Research Of Pneumatic Micropump On Glass-PDMS Microfluidic Chip

Nowadays, as an important part of μTAS microfluidic chip is very prevalent in the development of analytical chemistry. The most important character in the structure of microfluidic chip is all kinds of micro-scale channels. The analytical capability of microchips is achieved by the control of fluidic channels. So the research of micropumps that adjust to micro-scale channel is the basis of achieving microfuidic handling. Over the last decade, electroosmosis has been used extensively in the microfludic transport. This simple method is very advantageous in moving a fluid freely even in complicated microflow channels connected with each other. But the high drive voltage and the power source much larger than microchip itself present great problems.

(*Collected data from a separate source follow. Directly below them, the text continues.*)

PR #107, opened 2018-09-13
Use an xslt transform to remove ignored tests

RobClenshaw:
This PR uses an xslt transform to remove ignored tests. The advantage of this is that it uses streams and avoids loading the whole contents of the file into memory. This can prevent out of memory exceptions with large test runs.

Additionally, some result files were observed during TeamCity runs to still be open after the test run had allegedly finished. The method now waits for the lock on the file to be released before

### DIFF
--- a/Public/Remove-IgnoredTests.ps1
+++ b/Public/Remove-IgnoredTests.ps1
@@ -33,7 +33,8 @@ function Remove-IgnoredTests {
     $DestinationFilePath = $ExecutionContext.SessionState.Path.GetUnresolvedProviderPathFromPSPath($DestinationFilePath)
   }
 
-  $whereClause = "//test-suite[(@result='Ignored' or @label='Ignored') and (" + (($ReasonsIgnored | ForEach-Object { "reason/message='$_'" }) -join " or ") + ")]"
+  $reasonsIgnoredString = ($ReasonsIgnored | ForEach-Object { "reason/message='$_'" }) -join " or "
+  $whereClause = "//test-suite[(@result='Ignored' or @label='Ignored') and (" + $reasonsIgnoredString + ")]"
 
   $stringBuilder = [System.Text.StringBuilder]::new()
   $stringBuilder.AppendLine("<xsl:stylesheet version=`"1.0`" xmlns:xsl=`"http://www.w3.org/1999/XSL/Transform`">") | Out-Null
--- a/Public/Remove-IgnoredTests.ps1
+++ b/Public/Remove-IgnoredTests.ps1
@@ -34,16 +34,16 @@ function Remove-IgnoredTests {
   }
 
   $reasonsIgnoredString = ($ReasonsIgnored | ForEach-Object { "reason/message='$_'" }) -join " or "
-  $whereClause = "//test-suite[(@result='Ignored' or @label='Ignored') and (" + $reasonsIgnoredString + ")]"
 
-  $stringBuilder = [System.Text.StringBuilder]::new()
-  $stringBuilder.AppendLine("<xsl:stylesheet version=`"1.0`" xmlns:xsl=`"http://www.w3.org/1999/XSL/Transform`">") | Out-Null
-  $stringBuilder.AppendLine("<xsl:template match=`"@* | node()`"><xsl:copy><xsl:apply-templates select=`"@* | node()`"/></xsl:copy></xsl:template>") | Out-Null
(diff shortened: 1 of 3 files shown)


Public/Remove-IgnoredTests.ps1
```diff
@@ -17,8 +17,7 @@ function Remove-IgnoredTests {
 
     # A list of ignored reason messages.
     # Only tests with a ignored reason matching a string in this list will be removed
-    # wildcards '*' are supported
-    [string[]] $ReasonsIgnored = @('*'),
+    [string[]] $ReasonsIgnored = @(),
```
samblackburn: You've changed this line but not the comment above.  Are they still consistent?

Public/Remove-IgnoredTests.ps1
```diff
@@ -34,22 +33,45 @@ function Remove-IgnoredTests {
     $DestinationFilePath = $ExecutionContext.SessionState.Path.GetUnresolvedProviderPathFromPSPath($DestinationFilePath)
   }
 
-  Write-Verbose "Loading test results from $TestResultsPath"
-  $xml = [xml](Get-Content $TestResultsPath)
+  $whereClause = "//test-suite[(@result='Ignored' or @label='Ignored') and (" + (($ReasonsIgnored | ForEach-Object { "reason/message='$_'" }) -join " or ") + ")]"
```
samblackburn: Minor: Might be worth extracting a variable here, I find these nested/quoted brackets a bit confusing

Public/Remove-IgnoredTests.ps1
RobClenshaw: The comment is still consistent, we just don't allow wildcards any more.

Public/Remove-IgnoredTests.ps1
```diff
@@ -34,22 +33,46 @@ function Remove-IgnoredTests {
...
+    $totalSleep += 10
+    Start-Sleep -s 10
   }
 
-  Write-Verbose "Saving updated results to $DestinationFilePath"
-  $xml.Save( $DestinationFilePath)
-}
+  Write-Host "Moving temporary file to the specified location"
+  Move-Item -Path $tempFileName -Destination $DestinationFilePath -Force -Verbose
+  Write-Host "Removing the temporary directory"
```
samblackburn: This debug info can probably be `Write-Verbose` now that everything is working

Public/Remove-IgnoredTests.ps1
```diff
@@ -34,22 +33,46 @@ function Remove-IgnoredTests {
...
+  $totalSleep = 0
+  while (-not (Test-FileUnlocked -Path $TestResultsPath))
+  {
+    if ($totalSleep -ge 300)
+    {
+      throw [System.TimeoutException] "File $testResultsPath has been locked for more than 5 minutes."
     }
+    Write-Host "File $testResultsPath locked. Sleeping for 10 seconds."
+    $totalSleep += 10
+    Start-Sleep -s 10
```
samblackburn: Perhaps it's worth extracting a `Wait-FileUnlocked` method?

Public/Remove-IgnoredTests.ps1
```diff
@@ -34,22 +33,46 @@ function Remove-IgnoredTests {
...
-  $xml = [xml](Get-Content $TestResultsPath)
+  $reasonsIgnoredString = ($ReasonsIgnored | ForEach-Object { "reason/message='$_'" }) -join " or "
+  $whereClause = "//test-suite[(@result='Ignored' or @label='Ignored') and (" + $reasonsIgnoredString + ")]"
 
-  $ignoredTests = $xml | Select-Xml -XPath '//test-suite[@result="Ignored" or @label="Ignored"]'
+  $stringBuilder = [System.Text.StringBuilder]::new()
+  $stringBuilder.AppendLine("<xsl:stylesheet version=`"1.0`" xmlns:xsl=`"http://www.w3.org/1999/XSL/Transform`">") | Out-Null
+  $stringBuilder.AppendLine("<xsl:template match=`"@* | node()`"><xsl:copy><xsl:apply-templates select=`"@* | node()`"/></xsl:copy></xsl:template>") | Out-Null
+  $stringBuilder.AppendLine("<xsl:template match=`"$whereClause`" />") | Out-Null
+  $stringBuilder.AppendLine("</xsl:stylesheet>") | Out-Null
```
samblackburn: Would a here-string be more readable here? https://stackoverflow.com/a/26045894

Another possibility to achieve controlled fluid handling is to use pumps and valves. This conventional approach is considered to be a good handling method in the coming years. However, many of them are difficult to fabricate and the integration into a microsystem do not seem to be totally successful at present.Based on the literatures about the study of polydimethylsiloxane peristaltic micropumps and chemiluminescence detection in μTAS for these years, this thesis brought forward a novel approach for microfabrication of modified pneumatic micropump on microfluidic chips with which the double fluid channels were controlled synchronously. The performance of the system was tested using K₃[Fe(CN)₆] as a model sample with chemiluminescence detection by the luminol-K₃[Fe(CN)₆]-H₂O₂ reaction. The results obtained indicates with the device K₃[Fe(CN)₆] can be detected at a concentration of 8×10^-7mol/L and with a RSD of 0.9%(4×10^-5 mol/L, n=7), a linear calibration was obtained from 6×10^-6 to 6×10^-3 mol/L. The linear regression coefficient R² is 0.9990.Due to the pneumatic micropumps on glass-PDMS microfluidic chip the difficulty of process and cost of stuff were reduced, and it's rigidity intension was greatly enhanced at the same time. Furthermore, the successful handling of multiple channels made the stability and integration of the microchip improved.